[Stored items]
################
PR #78, opened 2026-03-08
CC staff are immune under space law

DeltaSS14:
This proposes  that CC vip's (in particular the NTR and Magistrate) become immune under space law.

### DIFF
--- a/src/design-proposals/CC_Immunity.md
+++ b/src/design-proposals/CC_Immunity.md
@@ -1,0 +1,40 @@
+# Company Scrip
+
+| Designers | Implemented | GitHub Links |
+|---|---|---|
+| Delta | :x: No | TBD |
+
+## Overview
+
+Central Command staff, including CC V.I.P. roles, are fully immune under space law.
+
+## Background
+
+Central Command staff are outside the chain of command of the station. Part of their role is to be a direct representation of the overwhelming power that Nanotrasen has over the people on station. In discussions about how security should be dealing with command and CC staff it's been concluded that security should not be arresting these people in almost all cases, seeing as security's primary purpose should be protecting the interests of the company. 
+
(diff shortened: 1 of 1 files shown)


Idem778:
################
▶ **GOAL OF THE EXERCISE**:
Look through the entries and return each line that has the word "space" in it.

▶ **WRITTEN SOLUTION**:
CC staff are immune under space law
This proposes  that CC vip's (in particular the NTR and Magistrate) become immune under space law.
+Central Command staff, including CC V.I.P. roles, are fully immune under space law.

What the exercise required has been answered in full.